1 The left-to-right habit
Autoregression — predict the next token, append, repeat — has been the only game in this course, and for good reason: it's simple, it trains on an exact likelihood, and it matches the way text seems to unfold. But it bakes in two constraints. Generation is strictly sequential, one token per forward pass, so a thousand-token output takes a thousand passes. And it only ever looks left — a token, once written, can never be revised in light of what comes after.
Other domains long ago abandoned this. Diffusion models — the technology behind modern image, audio, and video generators — don't produce their output in order at all. They start from pure noise and run a small, fixed number of refinement steps, each one improving the entire output simultaneously. The question this chapter asks is whether the same recipe works for language.
2 What "noise" means for discrete text
Image diffusion has it easy: pixels are continuous, so you can add a little Gaussian noise, then a little more, until the picture dissolves into static — and train a model to reverse each step. Text is discrete. There's no "slightly noisy" version of the word cat. So discrete diffusion uses a different corruption: masking.
The forward process progressively replaces tokens with a special [MASK] symbol —
a few at first, then more, until the whole sequence is masked. The model is trained to run
that backwards: given a partly-masked sequence, predict what the masked tokens should be.
Generation then starts from an all-masked sequence and unmasks its way to text.
3 Refine the whole sequence in parallel
Here's the part that makes it interesting. Each denoising step looks at the entire sequence at once — every position, masked or not — and predicts all the masked tokens together. It then commits the predictions it's most confident about, leaves the uncertain positions masked, and moves to the next step. Over a handful of steps, the sequence sharpens from all-mask to finished text.
Two things fall out of this.

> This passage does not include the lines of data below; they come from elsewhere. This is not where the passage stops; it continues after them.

PR #2069, opened 2025-01-15
Init WRFInput Memory

AMLattanzi:
TODO List
===================

- [x] Divide out the mapfactors  in velocity
- [x] Port the convert wrfbdy routines to use MFs
- [x] Address general compilation issues
- [x] Compare plt0000 for WPS_Test

### DIFF
--- a/Source/ERF.cpp
+++ b/Source/ERF.cpp
@@ -878,13 +878,13 @@ ERF::InitData_post ()
         IntVect ngvect_cons = vars_new[lev][Vars::cons].nGrowVect();
         IntVect ngvect_vels = vars_new[lev][Vars::xvel].nGrowVect();
 
-        int icomp_cons = 0;
         int ncomp_cons = lev_new[Vars::cons].nComp();
         bool do_fb     = true;
 
 #ifdef ERF_USE_NETCDF
         // We call this here because it is an ERF routine
         if (use_real_bcs && (lev==0)) {
+            int icomp_cons = 0;
             bool cons_only = false;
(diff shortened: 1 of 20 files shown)


Source/ERF.cpp
```diff
@@ -872,24 +872,41 @@ ERF::InitData_post ()
...
         // ***************************************************************************
         // Physical bc's at domain boundary
         // ***************************************************************************
         IntVect ngvect_cons = vars_new[lev][Vars::cons].nGrowVect();
         IntVect ngvect_vels = vars_new[lev][Vars::xvel].nGrowVect();
 
-        (*physbcs_cons[lev])(lev_new[Vars::cons],0,ncomp,ngvect_cons,t_new[lev],BCVars::cons_bc,true);
-        (   *physbcs_u[lev])(lev_new[Vars::xvel],0,1    ,ngvect_vels,t_new[lev],BCVars::xvel_bc,true);
-        (   *physbcs_v[lev])(lev_new[Vars::yvel],0,1    ,ngvect_vels,t_new[lev],BCVars::yvel_bc,true);
+        int icomp_cons = 0;
```
AMLattanzi: @asalmgren I added the call to the realbcs here since I was seeing incorrect values in the ghost cells. I don't think it changes anything but let me know your thoughts.

asalmgren: Looks ok to me.   Do we know yet if we match plt00001 from before the changes?

asalmgren (approved):

AMLattanzi:
This has an issue with `WPS_Restart` that needs sorted out. Erroneous values for `RhoTheta`.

The number of steps is fixed and small — a few dozen, not one per token — so a long sequence doesn't cost proportionally more steps. And every step has bidirectional context: a token can be filled in based on words to its right that don't exist yet under autoregression. The model can lay down anchor words first and fill the gaps around them, in any order it likes.

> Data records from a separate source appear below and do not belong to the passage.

PR #2072, opened 2025-01-17
Adding control of adaptive time-stepping.

pressel:
This PR is meant to address an issue in which adaptive time-stepping computes an erroneously large time-step `dt` when using the anelasitc solver under low (no) windspeed conditions. The fix is to limit the length of the initial time-step and subsequent time-steps, which are controllable though the input file variables  `erf.dt_max_initial` and erf.dt_max` respectively.


asalmgren:
@pressel -- it looks like you accidentally deleted change_max from the table in Inputs.rst?  Or was it duplicated?

pressel:
> @pressel -- it looks like you accidentally deleted change_max from the table in Inputs.rst? Or was it duplicated?

Oops, I've fixed it.

PR #2095, opened 2025-02-03
fix fine ghost cells of eddyDiffusivity that overlie coarse grids

asalmgren:


Source/Diffusion/ERF_ComputeTurbulentViscosity.cpp
```diff
@@ -858,4 +858,84 @@ void ComputeTurbulentViscosity (const MultiFab& xvel , const MultiFab& yvel ,
...
+            if (geom.isPeriodic(i)) {
+                domain.grow(i,1);
+            }
+        }
+
+        for (MFIter mfi(eddyViscosity); mfi.isValid(); ++mfi)
+        {
+            Box bxcc   = mfi.tilebox();
+
+            Box planex = bxcc; planex.setSmall(0, 1); planex.setBig(0, ng[0]); planex.grow(1,ng[1]); planex.grow(2,ng[2]);
```
AMLattanzi: Defining the boxes this way seems like it could lead to a lot of extra work (particularly on CPU with tiling) and maybe an out of bounds reference. If we take a `tilebox` of (10,0,0) (20,10,10), which is inside the valid box (0,0,0) (40,40,40),  then directly setting its xlo and xhi would force us to check  for a notcovered cell even though we really don't want to because it doesn't coincided with a proc boundary --- i.e., this would be picked up by tbx (0,0,0)(10,10,10). Could we instead follow what is done in the BC routines and operate on a `growntilebox` and then set the hi/lo side (see [here](https://github.com/erf-model/ERF/blob/development/Source/BoundaryConditions/ERF_BoundaryConditionsCons.cpp))? I think this optimization would create null boxes when no work is to be done and we wouldn't cycle every `i,j,k` then.

AMLattanzi (approved):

4 Diffusion vs autoregressive
Line them up and the trade is clear. Autoregression takes N sequential steps for
N tokens, sees only the left context, can't revise, but trains on an exact
likelihood and is, today, the strongest approach for text. Diffusion takes a fixed
T steps regardless of length, sees the whole sequence, can revise earlier tokens
as later ones firm up — but each of those T steps is a full forward pass
over the entire sequence, and its training objective is a looser bound, not the exact
likelihood.
So "fewer steps" doesn't automatically mean "faster" — a diffusion step costs more than an autoregressive one, and you need enough steps for quality. The honest framing is that they occupy different points on the speed/quality/flexibility surface, and which wins depends on the sequence length, the hardware, and how much revision the task rewards.
5 Why autoregression still rules text
Despite the appeal, the frontier of language modelling is still overwhelmingly autoregressive, and there are real reasons. Left-to-right factorization matches the causal grain of language and gives an exact, easy-to-optimize training loss; the KV cache makes AR generation cheap per step; and decades of tooling and scaling know-how are built around it. Diffusion's looser objective and full-sequence steps have, so far, left it a step behind on raw quality.
But it's an active, fast-moving frontier — recent diffusion and masked-generation language models have closed much of the gap, and the parallelism is genuinely attractive for long outputs and controllable, infilling-style generation. Diffusion already owns image, audio, and video; whether it takes a real share of text is one of the open questions of the field.
6 Reading the playground
The two columns illustrate the generation processes on the same target sentence: autoregressive fills left to right, one token per step; diffusion starts fully masked and unmasks confident tokens across the whole sequence over a few steps. It shows the mechanism and the step counts, not a trained model's samples.
Step or play both generators side by side: autoregressive marches left to right; diffusion lays down anchor words anywhere and fills the gaps.
Set the number of diffusion steps and re-run — fewer steps, coarser passes; more steps, a gentler reveal.
The steps-versus-length comparison — autoregressive grows with the sequence, diffusion stays flat — and the full trade-off table.
The reading is the setup. The playground is the point.